> _Task directions_:
Give back exactly the lines of the entries below from the line with "1) OOM, you may have more memory locally" to the line with "Qazalin: it was", inclusive, and only those.

[Source records]
-- Opening Marker --

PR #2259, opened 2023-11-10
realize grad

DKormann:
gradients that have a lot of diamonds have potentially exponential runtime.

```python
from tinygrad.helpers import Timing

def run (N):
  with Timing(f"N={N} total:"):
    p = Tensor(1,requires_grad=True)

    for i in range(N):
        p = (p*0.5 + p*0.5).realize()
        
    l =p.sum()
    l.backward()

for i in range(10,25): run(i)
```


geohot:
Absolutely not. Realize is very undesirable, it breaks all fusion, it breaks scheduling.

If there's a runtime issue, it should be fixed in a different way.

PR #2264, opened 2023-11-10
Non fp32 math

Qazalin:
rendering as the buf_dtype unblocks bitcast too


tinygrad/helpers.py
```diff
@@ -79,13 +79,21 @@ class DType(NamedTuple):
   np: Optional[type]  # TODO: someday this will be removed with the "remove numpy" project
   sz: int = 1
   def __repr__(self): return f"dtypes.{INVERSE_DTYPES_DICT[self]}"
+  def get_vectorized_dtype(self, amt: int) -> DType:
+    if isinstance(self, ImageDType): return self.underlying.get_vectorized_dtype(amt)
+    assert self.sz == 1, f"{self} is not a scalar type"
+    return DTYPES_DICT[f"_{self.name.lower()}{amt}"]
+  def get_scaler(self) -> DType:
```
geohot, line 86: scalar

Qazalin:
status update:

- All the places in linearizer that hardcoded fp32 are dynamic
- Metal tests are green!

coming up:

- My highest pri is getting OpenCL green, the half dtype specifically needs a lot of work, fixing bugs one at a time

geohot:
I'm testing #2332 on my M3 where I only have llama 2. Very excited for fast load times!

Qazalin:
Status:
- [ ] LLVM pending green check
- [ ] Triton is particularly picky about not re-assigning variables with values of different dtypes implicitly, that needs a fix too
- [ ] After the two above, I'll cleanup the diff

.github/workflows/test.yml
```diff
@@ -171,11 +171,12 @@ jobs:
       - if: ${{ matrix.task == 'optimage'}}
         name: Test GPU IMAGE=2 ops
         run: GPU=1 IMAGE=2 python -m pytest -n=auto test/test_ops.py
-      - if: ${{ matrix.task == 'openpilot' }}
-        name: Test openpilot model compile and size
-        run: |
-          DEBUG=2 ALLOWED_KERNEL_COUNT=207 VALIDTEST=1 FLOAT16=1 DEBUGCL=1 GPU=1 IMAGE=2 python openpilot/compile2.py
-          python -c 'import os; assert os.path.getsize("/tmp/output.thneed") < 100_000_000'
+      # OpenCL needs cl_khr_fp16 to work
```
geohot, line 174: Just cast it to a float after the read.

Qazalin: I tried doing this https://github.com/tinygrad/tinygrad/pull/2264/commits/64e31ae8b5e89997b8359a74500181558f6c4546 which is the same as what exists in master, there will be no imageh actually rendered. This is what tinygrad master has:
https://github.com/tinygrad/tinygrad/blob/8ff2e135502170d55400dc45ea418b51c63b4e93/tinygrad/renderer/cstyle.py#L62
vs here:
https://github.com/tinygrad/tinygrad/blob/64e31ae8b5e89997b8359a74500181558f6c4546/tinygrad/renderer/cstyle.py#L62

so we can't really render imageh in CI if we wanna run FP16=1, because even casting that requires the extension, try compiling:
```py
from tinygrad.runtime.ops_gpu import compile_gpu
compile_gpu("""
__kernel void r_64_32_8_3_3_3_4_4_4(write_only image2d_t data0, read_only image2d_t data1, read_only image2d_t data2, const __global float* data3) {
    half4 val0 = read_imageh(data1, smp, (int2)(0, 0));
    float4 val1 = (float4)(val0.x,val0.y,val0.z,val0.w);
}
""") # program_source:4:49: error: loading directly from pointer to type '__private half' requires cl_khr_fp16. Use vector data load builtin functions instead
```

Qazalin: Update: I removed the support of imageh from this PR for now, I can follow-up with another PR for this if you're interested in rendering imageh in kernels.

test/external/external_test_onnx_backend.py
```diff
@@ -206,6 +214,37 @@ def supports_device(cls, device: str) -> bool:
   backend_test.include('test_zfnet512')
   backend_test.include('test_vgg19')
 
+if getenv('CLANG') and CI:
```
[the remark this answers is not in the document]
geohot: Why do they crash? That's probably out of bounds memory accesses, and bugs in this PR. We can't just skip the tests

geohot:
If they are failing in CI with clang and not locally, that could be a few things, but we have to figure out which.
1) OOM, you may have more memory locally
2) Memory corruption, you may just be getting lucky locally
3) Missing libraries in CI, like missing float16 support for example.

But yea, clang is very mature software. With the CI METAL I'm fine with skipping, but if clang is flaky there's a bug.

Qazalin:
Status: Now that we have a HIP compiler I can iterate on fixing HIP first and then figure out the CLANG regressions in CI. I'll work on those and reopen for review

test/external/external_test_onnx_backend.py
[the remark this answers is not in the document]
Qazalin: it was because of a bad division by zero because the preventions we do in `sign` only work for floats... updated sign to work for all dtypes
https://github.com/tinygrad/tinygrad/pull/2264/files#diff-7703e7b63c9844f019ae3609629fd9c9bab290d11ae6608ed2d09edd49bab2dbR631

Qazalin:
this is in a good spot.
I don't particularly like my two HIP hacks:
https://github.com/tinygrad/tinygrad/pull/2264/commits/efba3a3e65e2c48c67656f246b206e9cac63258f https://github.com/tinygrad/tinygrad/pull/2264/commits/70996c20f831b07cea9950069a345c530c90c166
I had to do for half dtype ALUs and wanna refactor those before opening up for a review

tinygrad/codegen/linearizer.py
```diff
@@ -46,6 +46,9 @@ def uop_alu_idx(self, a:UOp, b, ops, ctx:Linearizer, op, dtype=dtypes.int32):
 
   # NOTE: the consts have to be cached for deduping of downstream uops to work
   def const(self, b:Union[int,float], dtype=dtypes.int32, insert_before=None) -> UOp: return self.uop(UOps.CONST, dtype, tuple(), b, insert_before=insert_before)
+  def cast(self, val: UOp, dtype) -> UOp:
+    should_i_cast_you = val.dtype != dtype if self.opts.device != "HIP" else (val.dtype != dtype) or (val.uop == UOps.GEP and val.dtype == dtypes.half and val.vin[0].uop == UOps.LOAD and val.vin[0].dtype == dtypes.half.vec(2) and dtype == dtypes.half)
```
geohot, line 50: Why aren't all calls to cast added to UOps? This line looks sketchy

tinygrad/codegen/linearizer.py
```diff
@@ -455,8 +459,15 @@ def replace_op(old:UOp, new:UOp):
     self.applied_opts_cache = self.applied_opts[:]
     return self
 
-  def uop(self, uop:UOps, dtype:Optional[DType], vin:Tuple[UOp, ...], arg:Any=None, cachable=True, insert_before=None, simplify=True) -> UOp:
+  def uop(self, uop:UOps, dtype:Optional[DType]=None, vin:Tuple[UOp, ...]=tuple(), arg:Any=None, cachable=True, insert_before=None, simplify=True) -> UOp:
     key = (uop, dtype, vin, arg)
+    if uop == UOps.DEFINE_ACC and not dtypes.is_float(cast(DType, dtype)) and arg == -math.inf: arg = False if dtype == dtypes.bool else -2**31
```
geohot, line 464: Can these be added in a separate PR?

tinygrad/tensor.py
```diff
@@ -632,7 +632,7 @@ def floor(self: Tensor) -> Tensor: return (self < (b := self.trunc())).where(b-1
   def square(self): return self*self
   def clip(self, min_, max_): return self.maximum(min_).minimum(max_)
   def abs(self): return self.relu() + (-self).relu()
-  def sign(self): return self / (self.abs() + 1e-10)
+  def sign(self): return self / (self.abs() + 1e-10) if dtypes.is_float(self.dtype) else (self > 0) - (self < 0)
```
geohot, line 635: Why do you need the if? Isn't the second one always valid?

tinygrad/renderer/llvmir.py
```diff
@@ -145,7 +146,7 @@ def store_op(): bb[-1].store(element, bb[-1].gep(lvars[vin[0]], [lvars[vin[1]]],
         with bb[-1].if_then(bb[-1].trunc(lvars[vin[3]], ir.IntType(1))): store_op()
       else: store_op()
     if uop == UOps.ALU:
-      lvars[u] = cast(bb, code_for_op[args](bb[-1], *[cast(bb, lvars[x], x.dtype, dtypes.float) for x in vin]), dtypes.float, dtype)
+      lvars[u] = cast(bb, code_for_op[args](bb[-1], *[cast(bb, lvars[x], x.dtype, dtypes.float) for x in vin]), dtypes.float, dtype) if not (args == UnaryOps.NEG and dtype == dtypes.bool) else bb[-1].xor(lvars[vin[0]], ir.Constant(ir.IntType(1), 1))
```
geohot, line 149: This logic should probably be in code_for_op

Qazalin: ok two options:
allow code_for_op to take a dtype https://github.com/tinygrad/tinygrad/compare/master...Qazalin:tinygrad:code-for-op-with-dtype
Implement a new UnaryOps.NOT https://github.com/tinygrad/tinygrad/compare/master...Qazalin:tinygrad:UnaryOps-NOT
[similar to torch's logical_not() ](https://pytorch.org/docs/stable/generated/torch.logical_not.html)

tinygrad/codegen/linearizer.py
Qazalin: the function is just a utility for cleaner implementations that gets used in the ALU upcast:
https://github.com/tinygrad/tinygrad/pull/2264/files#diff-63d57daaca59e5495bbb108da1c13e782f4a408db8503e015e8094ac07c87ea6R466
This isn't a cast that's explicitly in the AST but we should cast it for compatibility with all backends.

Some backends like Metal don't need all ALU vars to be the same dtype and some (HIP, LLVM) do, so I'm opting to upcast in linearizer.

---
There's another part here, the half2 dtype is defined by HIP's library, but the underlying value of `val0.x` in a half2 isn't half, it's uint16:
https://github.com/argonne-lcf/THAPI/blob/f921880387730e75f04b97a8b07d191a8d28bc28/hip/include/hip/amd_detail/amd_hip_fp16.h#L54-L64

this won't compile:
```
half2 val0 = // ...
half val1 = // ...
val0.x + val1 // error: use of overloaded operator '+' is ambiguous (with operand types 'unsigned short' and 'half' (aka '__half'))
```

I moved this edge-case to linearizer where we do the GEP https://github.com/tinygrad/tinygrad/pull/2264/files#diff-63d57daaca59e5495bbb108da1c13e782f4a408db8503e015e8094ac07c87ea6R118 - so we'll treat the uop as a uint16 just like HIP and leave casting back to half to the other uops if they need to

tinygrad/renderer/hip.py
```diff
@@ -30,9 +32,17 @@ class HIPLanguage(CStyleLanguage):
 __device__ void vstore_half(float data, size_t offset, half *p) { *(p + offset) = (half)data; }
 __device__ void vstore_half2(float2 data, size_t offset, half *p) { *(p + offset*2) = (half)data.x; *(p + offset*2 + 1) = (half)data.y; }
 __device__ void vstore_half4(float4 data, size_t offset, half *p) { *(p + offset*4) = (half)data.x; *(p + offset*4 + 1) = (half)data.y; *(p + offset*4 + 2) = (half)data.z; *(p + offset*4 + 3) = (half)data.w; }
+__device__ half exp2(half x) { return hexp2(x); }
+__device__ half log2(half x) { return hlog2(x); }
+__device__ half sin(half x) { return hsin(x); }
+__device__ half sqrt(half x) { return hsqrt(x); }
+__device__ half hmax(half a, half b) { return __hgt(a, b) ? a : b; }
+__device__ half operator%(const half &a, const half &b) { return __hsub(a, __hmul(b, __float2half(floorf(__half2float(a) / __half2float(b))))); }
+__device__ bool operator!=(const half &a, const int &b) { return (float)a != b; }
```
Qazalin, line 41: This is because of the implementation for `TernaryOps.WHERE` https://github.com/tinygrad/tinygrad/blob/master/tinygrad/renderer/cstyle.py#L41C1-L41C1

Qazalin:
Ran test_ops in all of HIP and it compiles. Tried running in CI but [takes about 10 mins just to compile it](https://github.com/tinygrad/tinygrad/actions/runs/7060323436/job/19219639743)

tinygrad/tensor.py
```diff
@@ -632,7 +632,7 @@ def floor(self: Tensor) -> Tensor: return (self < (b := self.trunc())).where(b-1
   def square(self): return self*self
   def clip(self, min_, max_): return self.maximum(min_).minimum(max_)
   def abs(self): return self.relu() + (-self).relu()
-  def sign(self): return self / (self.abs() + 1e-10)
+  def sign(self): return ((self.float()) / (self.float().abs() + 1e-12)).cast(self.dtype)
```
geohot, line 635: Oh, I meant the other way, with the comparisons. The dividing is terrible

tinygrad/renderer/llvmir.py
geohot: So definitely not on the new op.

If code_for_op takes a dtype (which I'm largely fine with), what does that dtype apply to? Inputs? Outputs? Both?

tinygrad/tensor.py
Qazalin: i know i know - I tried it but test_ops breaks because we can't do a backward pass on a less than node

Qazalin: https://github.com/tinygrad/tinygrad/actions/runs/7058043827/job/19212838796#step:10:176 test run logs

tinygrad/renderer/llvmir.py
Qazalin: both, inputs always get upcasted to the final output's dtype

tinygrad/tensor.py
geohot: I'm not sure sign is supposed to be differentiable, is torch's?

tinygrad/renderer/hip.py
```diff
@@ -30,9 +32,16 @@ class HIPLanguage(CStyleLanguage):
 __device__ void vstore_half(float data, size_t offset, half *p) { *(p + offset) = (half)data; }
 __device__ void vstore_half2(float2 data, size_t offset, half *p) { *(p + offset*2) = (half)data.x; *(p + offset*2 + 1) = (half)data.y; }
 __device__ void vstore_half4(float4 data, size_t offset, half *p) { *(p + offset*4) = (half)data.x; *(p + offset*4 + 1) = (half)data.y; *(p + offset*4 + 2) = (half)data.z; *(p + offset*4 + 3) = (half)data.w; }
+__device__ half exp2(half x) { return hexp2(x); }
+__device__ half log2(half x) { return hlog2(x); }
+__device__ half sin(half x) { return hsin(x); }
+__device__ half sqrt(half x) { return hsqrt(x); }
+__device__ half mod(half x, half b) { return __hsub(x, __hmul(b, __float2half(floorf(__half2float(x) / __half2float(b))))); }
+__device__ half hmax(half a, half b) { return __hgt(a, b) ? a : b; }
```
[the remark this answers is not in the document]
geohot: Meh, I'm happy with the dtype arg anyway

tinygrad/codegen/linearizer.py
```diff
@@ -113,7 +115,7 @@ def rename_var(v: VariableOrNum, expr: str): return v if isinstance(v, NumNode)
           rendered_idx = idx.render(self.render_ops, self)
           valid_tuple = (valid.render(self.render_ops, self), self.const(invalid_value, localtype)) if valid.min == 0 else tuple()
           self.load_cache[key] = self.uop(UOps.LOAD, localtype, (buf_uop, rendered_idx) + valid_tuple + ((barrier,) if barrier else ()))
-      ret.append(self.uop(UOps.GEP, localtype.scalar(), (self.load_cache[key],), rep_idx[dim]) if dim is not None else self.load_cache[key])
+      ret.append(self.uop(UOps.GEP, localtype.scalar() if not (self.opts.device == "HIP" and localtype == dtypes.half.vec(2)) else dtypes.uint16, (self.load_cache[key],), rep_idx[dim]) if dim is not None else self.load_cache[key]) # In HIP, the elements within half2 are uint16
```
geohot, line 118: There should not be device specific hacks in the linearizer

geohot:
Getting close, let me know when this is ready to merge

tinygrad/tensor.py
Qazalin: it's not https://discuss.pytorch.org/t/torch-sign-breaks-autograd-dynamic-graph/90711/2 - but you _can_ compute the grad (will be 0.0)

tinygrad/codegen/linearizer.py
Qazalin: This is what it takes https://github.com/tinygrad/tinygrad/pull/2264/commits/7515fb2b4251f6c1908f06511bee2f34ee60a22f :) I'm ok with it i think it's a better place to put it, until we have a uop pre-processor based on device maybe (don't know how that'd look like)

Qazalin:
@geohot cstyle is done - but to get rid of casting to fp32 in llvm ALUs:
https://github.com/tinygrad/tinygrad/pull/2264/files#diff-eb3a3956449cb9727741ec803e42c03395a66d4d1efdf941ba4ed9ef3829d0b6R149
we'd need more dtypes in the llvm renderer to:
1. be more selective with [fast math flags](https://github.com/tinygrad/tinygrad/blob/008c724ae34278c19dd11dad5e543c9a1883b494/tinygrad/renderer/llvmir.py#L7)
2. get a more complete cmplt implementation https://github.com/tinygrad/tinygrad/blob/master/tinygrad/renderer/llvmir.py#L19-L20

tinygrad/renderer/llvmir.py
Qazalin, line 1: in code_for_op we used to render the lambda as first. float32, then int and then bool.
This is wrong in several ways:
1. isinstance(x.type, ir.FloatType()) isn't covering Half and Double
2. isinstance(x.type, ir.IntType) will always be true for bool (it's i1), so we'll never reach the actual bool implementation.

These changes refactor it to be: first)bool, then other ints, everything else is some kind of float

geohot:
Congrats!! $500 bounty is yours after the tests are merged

-- Closing Marker --

> _Response box_:
1) OOM, you may have more memory locally
2) Memory corruption, you may just be getting lucky locally
3) Missing libraries in CI, like missing float16 support for example.

But yea, clang is very mature software. With the CI METAL I'm fine with skipping, but if clang is flaky there's a bug.

Qazalin:
Status: Now that we have a HIP compiler I can iterate on fixing HIP first and then figure out the CLANG regressions in CI. I'll work on those and reopen for review

test/external/external_test_onnx_backend.py
[the remark this answers is not in the document]
Qazalin: it was because of a bad division by zero because the preventions we do in `sign` only work for floats... updated sign to work for all dtypes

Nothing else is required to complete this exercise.